#### EXERCISE DESCRIPTION
Answer with the exact lines of the following material from the one containing "PR #166, opened 2023-11-28" through the one containing "1. Add tasks", both end lines included.

*** RECORDS FOR THE TASK ***

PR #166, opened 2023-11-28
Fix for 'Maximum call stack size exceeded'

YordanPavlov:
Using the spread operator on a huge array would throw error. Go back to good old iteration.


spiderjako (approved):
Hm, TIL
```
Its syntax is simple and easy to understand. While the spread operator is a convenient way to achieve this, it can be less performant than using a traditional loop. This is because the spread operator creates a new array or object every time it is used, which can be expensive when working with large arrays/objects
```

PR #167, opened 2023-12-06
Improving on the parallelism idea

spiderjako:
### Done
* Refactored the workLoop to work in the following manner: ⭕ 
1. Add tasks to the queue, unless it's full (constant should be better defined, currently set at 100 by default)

*** End of RECORDS FOR THE TASK ***
*** RECORDS FOR THE TASK ***

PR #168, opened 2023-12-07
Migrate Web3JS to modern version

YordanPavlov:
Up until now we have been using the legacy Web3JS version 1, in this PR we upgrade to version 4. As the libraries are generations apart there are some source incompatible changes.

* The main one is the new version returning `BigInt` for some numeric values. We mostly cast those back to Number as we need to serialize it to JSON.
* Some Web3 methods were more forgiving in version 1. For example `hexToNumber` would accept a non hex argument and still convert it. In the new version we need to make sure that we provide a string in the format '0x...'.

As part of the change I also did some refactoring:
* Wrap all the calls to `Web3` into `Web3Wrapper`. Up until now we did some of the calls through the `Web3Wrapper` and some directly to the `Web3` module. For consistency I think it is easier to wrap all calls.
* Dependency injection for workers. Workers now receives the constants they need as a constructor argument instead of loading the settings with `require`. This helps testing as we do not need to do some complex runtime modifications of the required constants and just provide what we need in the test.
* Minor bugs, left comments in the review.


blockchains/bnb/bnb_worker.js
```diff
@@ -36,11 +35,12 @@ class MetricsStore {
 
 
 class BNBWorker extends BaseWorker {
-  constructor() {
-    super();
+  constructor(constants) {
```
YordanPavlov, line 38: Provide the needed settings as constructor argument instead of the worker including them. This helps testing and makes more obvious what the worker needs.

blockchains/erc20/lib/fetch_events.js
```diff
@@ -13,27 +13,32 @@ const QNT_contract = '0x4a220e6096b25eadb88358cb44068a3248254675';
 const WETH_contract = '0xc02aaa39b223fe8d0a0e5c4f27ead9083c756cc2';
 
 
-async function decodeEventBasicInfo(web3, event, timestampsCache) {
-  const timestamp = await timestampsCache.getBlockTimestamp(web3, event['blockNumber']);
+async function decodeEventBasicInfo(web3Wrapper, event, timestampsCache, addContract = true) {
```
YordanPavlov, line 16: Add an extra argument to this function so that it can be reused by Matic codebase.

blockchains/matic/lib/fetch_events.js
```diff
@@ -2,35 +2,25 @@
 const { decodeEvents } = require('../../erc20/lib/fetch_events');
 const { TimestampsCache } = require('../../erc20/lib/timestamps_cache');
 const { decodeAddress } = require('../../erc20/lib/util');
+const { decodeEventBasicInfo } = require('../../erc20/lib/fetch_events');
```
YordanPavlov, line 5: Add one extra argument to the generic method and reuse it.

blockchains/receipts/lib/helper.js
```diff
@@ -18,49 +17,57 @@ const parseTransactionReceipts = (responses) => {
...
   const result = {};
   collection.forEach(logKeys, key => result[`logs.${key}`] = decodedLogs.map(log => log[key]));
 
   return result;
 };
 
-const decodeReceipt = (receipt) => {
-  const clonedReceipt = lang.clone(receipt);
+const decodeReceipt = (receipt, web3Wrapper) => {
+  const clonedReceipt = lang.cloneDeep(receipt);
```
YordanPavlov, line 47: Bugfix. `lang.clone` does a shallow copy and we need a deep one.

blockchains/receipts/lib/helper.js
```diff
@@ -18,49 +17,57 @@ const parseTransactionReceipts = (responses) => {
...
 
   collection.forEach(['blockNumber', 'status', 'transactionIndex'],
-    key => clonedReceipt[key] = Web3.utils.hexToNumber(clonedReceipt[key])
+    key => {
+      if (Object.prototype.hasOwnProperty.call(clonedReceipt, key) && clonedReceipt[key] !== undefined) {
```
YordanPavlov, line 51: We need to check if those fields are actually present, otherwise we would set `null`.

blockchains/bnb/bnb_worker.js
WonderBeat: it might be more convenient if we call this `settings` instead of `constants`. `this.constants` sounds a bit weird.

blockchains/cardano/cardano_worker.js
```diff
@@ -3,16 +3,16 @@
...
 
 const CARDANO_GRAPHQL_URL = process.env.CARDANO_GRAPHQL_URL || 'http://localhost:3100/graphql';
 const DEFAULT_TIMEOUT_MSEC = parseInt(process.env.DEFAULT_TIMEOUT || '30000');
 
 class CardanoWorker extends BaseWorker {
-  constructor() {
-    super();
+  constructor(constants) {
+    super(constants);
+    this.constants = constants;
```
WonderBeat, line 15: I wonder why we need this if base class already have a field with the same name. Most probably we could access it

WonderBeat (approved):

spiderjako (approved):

*** End of RECORDS FOR THE TASK ***
*** RECORDS FOR THE TASK ***

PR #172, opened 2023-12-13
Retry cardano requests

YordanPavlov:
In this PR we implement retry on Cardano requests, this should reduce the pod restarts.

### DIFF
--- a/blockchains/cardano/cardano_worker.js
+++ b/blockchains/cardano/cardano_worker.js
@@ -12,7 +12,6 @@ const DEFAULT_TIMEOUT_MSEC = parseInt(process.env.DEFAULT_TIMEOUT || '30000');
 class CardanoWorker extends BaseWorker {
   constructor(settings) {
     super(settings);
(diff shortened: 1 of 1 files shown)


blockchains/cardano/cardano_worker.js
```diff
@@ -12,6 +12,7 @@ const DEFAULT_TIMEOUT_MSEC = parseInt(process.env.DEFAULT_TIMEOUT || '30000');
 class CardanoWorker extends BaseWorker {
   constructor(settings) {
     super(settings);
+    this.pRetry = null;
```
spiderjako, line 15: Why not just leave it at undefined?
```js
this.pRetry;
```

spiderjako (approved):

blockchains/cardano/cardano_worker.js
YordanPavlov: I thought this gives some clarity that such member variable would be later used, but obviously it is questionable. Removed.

*** End of RECORDS FOR THE TASK ***

#### SOLUTION TO THE PROBLEM
PR #166, opened 2023-11-28
Fix for 'Maximum call stack size exceeded'

YordanPavlov:
Using the spread operator on a huge array would throw error. Go back to good old iteration.


spiderjako (approved):
Hm, TIL
```
Its syntax is simple and easy to understand. While the spread operator is a convenient way to achieve this, it can be less performant than using a traditional loop. This is because the spread operator creates a new array or object every time it is used, which can be expensive when working with large arrays/objects
```

PR #167, opened 2023-12-06
Improving on the parallelism idea

spiderjako:
### Done
* Refactored the workLoop to work in the following manner: ⭕ 
1. Add tasks to the queue, unless it's full (constant should be better defined, currently set at 100 by default)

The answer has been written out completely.